Degradation Model Wizard
The Degradation Model Wizard performs a goodness of fit test to determine the best degradation model for your data. Note that the degradation model wizard only serves as a guide. You should compare its suggestion with information about the product being modeled before making the final decision.
You can access the wizard by choosing [Degradation/Destructive Degradation] > Analysis > Model Wizard or by clicking its icon on the Main page of the control panel.

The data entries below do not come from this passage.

Issue #46903, opened 2018-04-05
zfs module broken in 2018.3.0


DeadlyMercury:
My salt minion failed after upgrade to 2018:

```
# salt-call saltutil.sync_all
[ERROR   ] Command '/sbin/zpool list -H -p -o name,size' failed with return code: 2
[ERROR   ] output: invalid option 'p'
usage:
        list [-gHLPv] [-o property[,...]] [-T d|u] [pool] ... [interval [count]]
...

[CRITICAL] Failed to load grains defined in grain file zfs.zfs in function <function zfs at 0x7fa3241bf2a8>, error:
Traceback (most recent call last):
  File "/usr/lib/python2.7/dist-packages/salt/loader.py", line 756, in grains
    ret = funcs[key]()
  File "/usr/lib/python2.7/dist-packages/salt/grains/zfs.py", line 116, in zfs
    grains = salt.utils.dictupdate.update(grains, _zfs_pool_data(), merge_lists=True)
  File "/usr/lib/python2.7/dist-packages/salt/grains/zfs.py", line 102, in _zfs_pool_data
    grains['zpool'][zpool[0]] = _conform_value(zpool[1], True)
IndexError: list index out of range
...

```
Problem is in:
`/usr/lib/python2.7/dist-packages/salt/grains/zfs.py`

```
    98      for zpool in __salt__['cmd.run']('{zpool} list -H -p -o name,size'.format(zpool=zpool_cmd)).splitlines():
```

Must be -P, not -p

Also problems with lxd-formula (but I didn't dig it):
```
[ERROR   ] Failed to import module lxd, this is due most likely to a syntax error:
Traceback (most recent call last):
  File "/usr/lib/python2.7/dist-packages/salt/loader.py", line 1459, in _load_module
    mod = imp.load_module(mod_namespace, fn_, fpath, desc)
  File "/var/cache/salt/minion/extmods/modules/lxd.py", line 114, in <module>
    @salt.utils.decorators.which('lxd')
AttributeError: 'module' object has no attribute 'which'
```

garethgreenaway:
@DeadlyMercury Thanks for the report.  

The zpool issue appears to be related to options potentially changing in the zpool binary.  @sjorge Thoughts on this one?

The lxd formula issue seems to be using a custom module that might need to be updated for some changes around utils that went into 2018.3.

sjorge:
The entire zpool/zfs stuff got a big update that just missed the boot for 2018.3.

[...]

PR #44796, opened 2017-12-02
Fix for Issue #44404

sjorge:
### What does this PR do?
This PR fixes the issue described in #44404

This is done by exposing the parsable output from ```zfs list```, ```zfs get```, ```zpool list```, and ```zpool get``` via the salt zfs and zpool module to the zfs state.

We then conver the user input to what the zfs parsable output is so we can properly compare them.

### What issues does this PR fix or reference?
#44404

### Previous Behavior
A user could set a property to '1024G' without parsable output zfs would return this as '1T' on the next run, resulting in the property always being updates.

### New Behavior
We convert the user's input to the zfs parsable format, we then compare it to the output of zfs.

### Tests written?
No

### Commits signed with GPG?
No

PR #46933, opened 2018-04-06
Only very recent zfs support parsable output

sjorge:
### What does this PR do?
~~On the latest LTS version of ubuntu there is not support for the parsable output in zfs/zpool.~~
Only recent zfs on linux supports parsable output.
We can simply strip the -p flag if we are running on this version.

It also looks like Oracle ZFS does not have the ```-p``` flag at all.

Since we now do value normalization, we can deal with not having parsable output.
However we still request parsable output when we can, as this is faster.

#46903

### Previous Behavior
On older zfs on linux, zpool/zfs commands do not yet support parsable output (-p), it would fail.
Likewise for Oracle ZFS

### New behavior
We drop the ```-p``` flag.

### Tests written?
No

### Commits signed with GPG?
No

### DIFF
--- a/salt/grains/zfs.py
+++ b/salt/grains/zfs.py
@@ -57,14 +57,14 @@ def _zfs_pool_data():
     # collect zpool data
     zpool_list_cmd = __utils__['zfs.zpool_command'](
         'list',
-        flags=['-H', '-p'],
+        flags=['-H'],
         opts={'-o': 'name,size'},
     )
     for zpool in __salt__['cmd.run'](zpool_list_cmd).splitlines():
         if 'zpool' not in grains:
             grains['zpool'] = {}
         zpool = zpool.split()
-        grains['zpool'][zpool[0]] = __utils__['zfs.to_size'](zpool[1], True)
+        grains['zpool'][zpool[0]] = __utils__['zfs.to_size'](zpool[1], False)
 
     # return grain data
     return grains
--- a/salt/modules/zfs.py
+++ b/salt/modules/zfs.py
@@ -322,7 +322,7 @@ def list_(name=None, **kwargs):
 
     ## Configure command
     # NOTE: initialize the defaults
-    flags = ['-H', '-p']
+    flags = ['-H']
     opts = {}
 
     # NOTE: set extra config from kwargs
@@ -1198,7 +1198,7 @@ def get(*dataset, **kwargs):
     '''
     ## Configure command
     # NOTE: initialize the defaults
-    flags = ['-H', '-p']
+    flags = ['-H']
     opts = {}
 
     # NOTE: set extra config from kwargs
--- a/salt/modules/zpool.py
+++ b/salt/modules/zpool.py
@@ -405,7 +405,7 @@ def list_(properties='size,alloc,free,cap,frag,health', zpool=None, parsable=Tru
     res = __salt__['cmd.run_all'](
         __utils__['zfs.zpool_command'](
             command='list',
-            flags=['-H', '-p'],
+            flags=['-H'],
             opts={'-o': ','.join(properties)},
             target=zpool
         ),
@@ -476,7 +476,7 @@ def get(zpool, prop=None, show_source=False, parsable=True):
     res = __salt__['cmd.run_all'](
         __utils__['zfs.zpool_command'](
             command='get',
-            flags=['-H', '-p'],
+            flags=['-H'],
             opts={'-o': ','.join(value_properties)},
             property_name=prop if prop else 'all',
             target=zpool,
--- a/tests/unit/modules/test_zfs.py
+++ b/tests/unit/modules/test_zfs.py
@@ -304,15 +304,15 @@ class ZfsTestCase(TestCase, LoaderModuleMockMixin):
         '''
         res = OrderedDict([
             ('myzpool', OrderedDict([
-                ('used', 905792561152),
-                ('avail', 1024795238400),
+                ('used', 849329782784),
+                ('avail', 1081258016768),
                 ('refer', 98304),
                 ('mountpoint', '/myzpool'),
             ])),
         ])
         ret = {}
         ret['retcode'] = 0
-        ret['stdout'] = 'myzpool\t905792561152\t1024795238400\t98304\t/myzpool'
+        ret['stdout'] = 'myzpool\t791G\t1007G\t96K\t/myzpool'
         ret['stderr'] = ''
         mock_cmd = MagicMock(return_value=ret)
         with patch.dict(zfs.__salt__, {'cmd.run_all': mock_cmd}), \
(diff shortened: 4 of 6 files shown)


sjorge:
@Ch3LL this only fixes it in the develop branch.

It's not really easy to fix in 2018.3, we switched to including -p because people were reporting bugs because 1g == 1G,... so using ```-p``` in those cases fixed all that.

Would it be possible to backport salt.utils.zfs, salt.grains.zfs, salt.modules.zfs, salt.modules.zpool, salt.states.zfs and salt.states.zpool from develop to 2018.3? It's a rather big update though.

myii:
@sjorge This is not limited to 16.04 Xenial.  I've got a number of boxes still running 14.04 Trusty, which is still supported until 2019.  What the issue here appears to be the introduction of the `-p` switch, which appeared after ZFS `v0.7.0` at some point:

https://github.com/zfsonlinux/zfs/commit/d2f3e292dccab23e47ade3c67677a10f353b9e85

> ...
> Those changes have been merged, re-factored, **a -p option added and extended to all relevant zpool subcommands**.
> ...

* Emphasis above is mine

In terms of versions, then 14.04 is on `v0.6.5` (`zfsutils: 0.6.5.11-1~trusty`), just like 16.04 (`zfsutils: 0.6.5.6-0ubuntu19`) -- that's quoted from the linked issue.

Instead of checking for 16.04, please check for ZFS earlier than `v0.7.0`.

myii:
@sjorge Some more good/bad news for you.

I've tested a change on my `2018.3` master and _for my use case_, the following is working.

```diff
+++ /usr/lib/python2.7/dist-packages/salt/grains/zfs.py
@@ -95,7 +95,7 @@
 
     # collect zpool data
     zpool_cmd = salt.utils.path.which('zpool')
-    for zpool in __salt__['cmd.run']('{zpool} list -H -p -o name,size'.format(zpool=zpool_cmd)).splitlines():
+    for zpool in __salt__['cmd.run']('{zpool} list -H -o name,size'.format(zpool=zpool_cmd)).splitlines():
         if 'zpool' not in grains:
             grains['zpool'] = {}
         zpool = zpool.split()
```

* That is: https://github.com/saltstack/salt/blob/2018.3/salt/grains/zfs.py#L98

Of course, the `salt/utils/zfs.py` file doesn't exist at all.

sjorge:
As mentioned here https://github.com/saltstack/salt/pull/46933#comment-379583681, I will need to update this PR to drop -p on Linux in all cases.

myii:
@sjorge The issue isn't Linux; it is the version of ZFS.  I've been testing an early release of 18.04 Bionic:

```bash
# salt -Cv 'G@lsb_distrib_release:18.04' cmd.run 'zpool list -H -p -o name,size'
Executing job with jid 20180409080336821223

E6530-02:
    ZFSroot     246960619520
```

And the versions of the ZFS packages:

```bash
# salt -Cv 'G@lsb_distrib_release:18.04' cmd.run 'dpkg -l | grep zfs'
Executing job with jid 20180409080511274357

E6530-02:
    ii  libzfs2linux                          0.7.5-1ubuntu7                      amd64        OpenZFS filesystem library for Linux
    ii  zfs-auto-snapshot                     1.2.4-1                             all          ZFS automatic snapshot service
    ii  zfs-zed                               0.7.5-1ubuntu7                      amd64        OpenZFS Event Daemon
    ii  zfsutils-linux                        0.7.5-1ubuntu7                      amd64        command-line tools to manage OpenZFS filesystems
```

sjorge:
Yes, I know the issue is not the zfs version.
However in salt.utils.zfs we do not have grains or much of salt available to us.

That would either mean adding a whole lot of code to properly detect it, or just disable usage of the '-p' flag when running on linux. The impact should be rather minor as salt.utils.zfs internally normalizes the values.

cachedout (approved):

sjorge:
@cachedout based on more report of this not working like https://github.com/saltstack/salt/commit/a64d81d2cdaf47a471ad2a0cd9ef242e6a42ed45#commitcomment-28491782

How do you feel about dropping the -p flag altogether? The values get normalized anyway so it will only include a small performance hit, probably not noticeable at all in most cases?

dmurphy18:
The -p is causing issues on Solaris 10 and 11.3

sjorge:
So to summarize ```-p``` does not work on:
- Oracle ZFS
- ZFS on Linux (unless 0.7.x)
- A rather old illumos vm I had laying around

I'm reworking this PR to strip it out completely.

sjorge:
There is one tiny thing I need to fix in this, but it will have to be for tomorrow. I will re-add the wil tag.

rallytime:
Thank you for your quick work on resolving this issue @sjorge! It is very much appreciated.

sjorge:
@rallytime can we get these backported into 2018.3 too, else a different fix is needed for that branch and we do not have the value normalization in there yet, which will make it much more difficult.

rallytime:
@sjorge I have marked this for back-porting to 2018.3. Is something more than the back-port needed?

sjorge:
As long as we grab:
- salt/utils/zfs.py
- salt/grains/zfs.py
- salt/modules/zfs.py
- salt/states/zfs.py
- salt/modules/zpool.py
- salt/states/zpool.py
...

I think we should be good, well and the tests too. I already used to verify this fix. (aka the ones I expected to break, broke)

rallytime:
Can you explain what you mean by "as long as we grab"?

sjorge:
My big PR with fixes for the zfs/zpool stuff that introduced salt.utils.zfs landed just after 2018.3 got tagged, so just merging in this PR will probably not be enough.

rallytime:
@sjorge There isn't a way to fix that bug on the 2018.3 branch separately from pulling in those files or the PR with those massive changes? We don't usually like to do that in dot releases.

sjorge:
There were a few issues discovered in 2017.x and I fixed them by using the ```-p``` flag and minimal value normalization (_conform_value). While doing so I discovered a few other issues, so I did the big rewrite moving all the duplicate code into utils and doing the value normalization.

It might be possible to selectively move bits from salt.utils.zfs into 2018.3 but that would take me a weekend or two at minimal.

rallytime:
@sjorge OK, thanks for the clarification. That makes more sense now. I'd like to bring @cachedout in on this discussion and see what he thinks.

sjorge:
@dmurphy18 sounds good, I think you need:
Original PR:
8c7b3e530c3e2ae285dcabdbf180ecb5231613e1
dd29778ed5337919b2601a04a5d1504cf9bf7f21
01da93ec1f88054dd914978b5d0b246838ad7205
8517e876e4d8b40b9ca6c21795054474a3b763b4
ba45fcca31d34972e14295b0b282655a47d2d865
f4bcf5fa71bd9ecd9c96159601867c19ce133f34
ce5c9792ea602191cfaa6402b4dde186365d9629
9d18da9e2ea300ab37bffc54f2b0daeec34d94c3
fce3920b07afe28cf2945687d2668c77865ce8f4
5ca342494f6e976638172c68b875698f79d86e54
e7e902662bbcc82200ddd7ac48a3b07d7d48143d
a64d81d2cdaf47a471ad2a0cd9ef242e6a42ed45
505b816914a29306b0a05d9c137ede9f4bf4da03
7b32faa0ced71817e88ab49fb83176bd0941a581

Other commits that touch these files in between (these touch other files too):
97a39b8b0a4cc5358e490a553fe65d5764b1541c
ed46ce3c746b9c9bba77240ad4a9a39cd3a11aad (merge forward from 2018.3, so not needed?)
76603042622576eeb5f14c5cf8c33effa95b5075 (fix for merge conflict caused by ed46ce3c746b9c9bba77240ad4a9a39cd3a11aad)


Fix for ```-p```:
36819172d6d8c0ce493c009bfa12fea067e223d3

Sorry for the mess with the ```-p``` It was worked fine on all the platforms I tested on (granted, they were all relatively recent), I used the same flag in the fix from #44796 and that was verified by the other person too.

dmurphy18:
@sjorge Thanks for the list.  
Some us have to deal with ancient stuff but another few years and it will be gone.

sjorge:
You might also want to grab #47078

dmurphy18:
@sjorge With 97a39b8, I should only be concerned with smartos_virt.py and utils/zfs/py ?

sjorge:
Yeah looks right, although smartos_virt.py is probably not needed.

Evaluating and Using Degradation Models
- On the Main tab of the Degradation Model wizard, select the models you would like to consider. The available models will vary depending on which degradation analysis folio you are working with.
- Click Analyze to start the evaluation. The results of the evaluation will be presented as in the example shown next.
The models will be ranked according to how well they fit the data, with rank 1 being the best fit. In the example shown above, the exponential model is the suggested model for the data set. Click Implement to extrapolate failure times using the suggested model.
Viewing the Analysis Details
The wizard uses the Sum of Square Error (SSE) to evaluate the fit of the data. The calculations behind the ranking can be viewed on the Analysis Details tab, which contains two data sheets:
- The Ranks sheet displays the overall ranking as well as the ranking for each model and unit ID based on the SSE evaluation. Due to the randomness of materials, a model that is good for one unit may not be the best for the other units. In the example shown next, the exponential model is the best model for analyzing the data collected for all devices, while the Gompertz model is the second best fit for all devices.
- The SSE sheet shows the sum of square error for each model and unit ID. The values are obtained by first calculating the distance (the error) vertically from each data point to its corresponding value on the fitted model. The error value is squared, and then all the squared values are added up. The SSE column shows the calculated sum of squared errors for each model. The highest rank is given to the model with the lowest SSE value.